With this, we can see that the client sent multiple ssh attempts, we can dig further into one of the flows. Let’s see what else it gives.

Finally, the assistant provides detailed information about the features that each of the hops apply to the traffic. On the second hop in Munich DC we can see that egress features show the SD-WAN ACL and a Drop Report. The assistant provides its own conclusion and it is also suspecting that Munich router is dropping the traffic. With a little bit more work, the agent could be able to tell the name of the ACL and sequence number that is dropping the traffic. We have successfully identified the root of the issue!! 😀 🎉

Lessons learned

  • When I started, I wanted to be super cautious with the credits ($$) so I was using gpt-3.5-turbo-16k that is cheaper but also less intelligent. At some point, I faced issues with the LLM getting into a loop of problems, I decided to test out gpt-4o and felt a difference on the way the agent was reasoning.
  • Initially, I was using an LLM temperature = 0, this was ok, but the responses were lacking variety and details, I needed to make it more chatty. Tweaking the temperature = 0.9 gave me a good balance between chattiness and correctness (although sometimes the agent still gives information that is questionable based on the outputs)
  • Troubleshooting problems could be difficult at times, mostly I relied on printing function outputs while the functions were executed and the agent printed on the terminal. It let me understand what tools the agent was using and the order. Also, I could see what the tools were returning. Here is an example:

The text in green indicate the tools the agent is accessing. The yellow text is the information returned by a function. In this case, we can see that the agent called "get_entry_time_and_state" function so it can get information needed to call the next function "get_flow_detail"

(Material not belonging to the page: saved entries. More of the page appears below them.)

PR #1283, opened 2018-02-12
Check vital dependencies after make

mliu49:
Thanks to @alongd for the idea for this PR!

This PR refines the dependency checking done at the conclusion of the `make` target. Previously, we would check that `symmetry` and `rdkit` were installed. Now, a script has been added which checks more dependencies and is run at the end of the `make` target. If any of the checked dependencies are missing, the user is asked to install them via anaconda.

The `QM` target has been replaced by the new `check` target since the only thing it was doing was checking the dependencies required for QM (it previously did other stuff that was removed following the transition to anaconda). That functionality is still retained in `check_dependencies.py`.

The idea is that only dependencies that are vital to running RMG jobs are checked here. If there are any others that I missed, please comment.

### DIFF
--- a/check_dependencies.py
+++ b/check_dependencies.py
@@ -1,0 +1,96 @@
+#!/usr/bin/env python
+# -*- coding: utf-8 -*-
+
+"""
+This script checks for the major dependencies that RMG-Py requires.
+"""
+
+import re
+import subprocess
+
+missing = False
+
+print '\nChecking vital dependencies...\n'
+print '{0:<15}{1:<15}{2}'.format('Package', 'Version', 'Location')
+
+# Check for symmetry
+try:
+    result = subprocess.check_output('symmetry -h', stderr=subprocess.STDOUT, shell=True)
+except subprocess.CalledProcessError:
+    print '{0:<30}{1}'.format('symmetry', 'Not found. Please install in order to use QM.')
+    missing = True
+else:
+    match = re.search(r'\$Revision: (\S*) \$', result)
+    version = match.group(1)
+    location = subprocess.check_output('which symmetry', shell=True)
+
+    print '{0:<15}{1:<15}{2}'.format('symmetry', version, location.strip())
+
+# Check for RDKit
+try:
+    import rdkit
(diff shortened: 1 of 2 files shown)


check_dependencies.py
```diff
@@ -0,0 +1,92 @@
...
+"""
+This script checks for the major dependencies that RMG-Py requires.
+"""
+
+import re
+import subprocess
+
+missing = False
+
+print 'Checking vital dependencies...\n'
```
alongd: Perhaps add `\n` before `Checking...` so the output is separated from the other make build

check_dependencies.py
```diff
@@ -0,0 +1,92 @@
...
+    missing = True
+else:
+    location = py_rdl.__file__
+    print '{0:<30}{1}'.format('pyrdl', location)
+
+if missing:
+    print """
+There are missing dependencies as listed above. Please install them before proceeding.
+
+Using Anaconda, these dependencies can be installed from the RMG channel as follows:
```
alongd: the `rmg_env` should also be activated before installing the dependencies (at least when I checked it). We could assume it already is (sine they did `make`) but wouldn't hurt to note that.

check_dependencies.py
```diff
@@ -0,0 +1,92 @@
...
+
+    conda install -c rmg <package name>
+"""
+else:
+    print '\nEverything was found!'
```
alongd: Perhaps we shouldn't finish with an exclamation mark, it looks like a warning or an error

Add an empty line at the end of the file?

check_dependencies.py
mliu49: Done

check_dependencies.py
mliu49: Done

check_dependencies.py
mliu49: Done :)

mliu49:
I can rebase after you review the fixup.

mliu49:
This is ready to be merged.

There are better tools available to help with troubleshooting like LangSmith Tr acing, I will explore it for future use.

  • The system prompt of my agent had to be refined several times, I often found that I needed to provide more details to handle certain situations correctly, especially when the output of a function was needed to call another one or to handle unexpected situations. I think it can still be improved, in fact I want to write a totally different prompt to try and make the agent run all of the tools by itself and just return a conclusion after analyzing all the outputs.

Conclusion

All in all, it was a good (and long) exercise to learn and build my first assistant. I feel happy with the result as I was able to get to me objective. At the same time, I recognize there are a lot of things that could be improved to make the results more reliable and meaningful. Also, there is much more information that NWPI can show, so the tools can definitely be extended.

As a next step, I am planning to learn LangChain properly and understand how can I implement multiple agents to enhance the functionality and reliability of my assistant.

I hope this post will help you in the same way that Cisco Live presentation helped me!